January 29, 2011

an ounce of prevention is a pound of cure.

I’ve been trying to do some preventative maintenance on the automobile, so that we can avoid having some big hits on auto bills. In December, I got an estimate of different things that need to be done with the car. There was enough stuff that just the preventative stuff was going to be almost seven hundred dollars. This is smart, as the car was my wife’s before we were married and she wasn’t that good at keeping up on the regular stuff. When we had the brakes done at about 65,000 miles she had to admit that she had never had the brakes looked at. Then recently, the precipitating incident for the recent car-consciousness, the battery was dying and she want to ignore it. The old battery died on the day we bought the new battery (but before we were able to get it through a painful install).

So- doing some basic things on the car, like alignment and tire rotation and an oil change and nothing should be the problem. I wanted to get the cheap and easy stuff done. However, one tire had been having trouble holding air. Nothing easy here; the problem was bigger than I though. My rim was bent.

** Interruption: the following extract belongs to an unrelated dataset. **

PR #2928, opened 2026-08-19
Per-site assignment migration

bakulf:

# Description

Soon, in firefox we are going to have the per-site container assignment as a built-in feature. This patch migrates the existing association from MAC to firefox. Any new change will be kept in sync bidirectionally.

My mechanic said we should be able to have the thing fixed, so we took the wheel off. Unthankfully, the wheel is a special kind of aluminum. Aluminum is hard to work with because it is not as flexible as steel, but this wheel is covered in a special kind of plastic glaze that gives it a chrome look. The downside is that you can’t tool the metal without a chance of it breaking and the machine shop must have some sort of insurance reason not to do the work.

Even the fixing of the wheel would have been expensive. It was estimated for about two hundred at first for the fix. But without being fixed I have to buy a replacement wheel. I could buy one from the junkyard, an aftermarket place, or a dealership. Each choice was about a hundred-dollar step up. I’m waiting on a junkyard to call be back so that I can pay three hundred on top of hundred I paid for the earlier stuff. The lesson: sometimes an ounce of prevention is a pound of cure.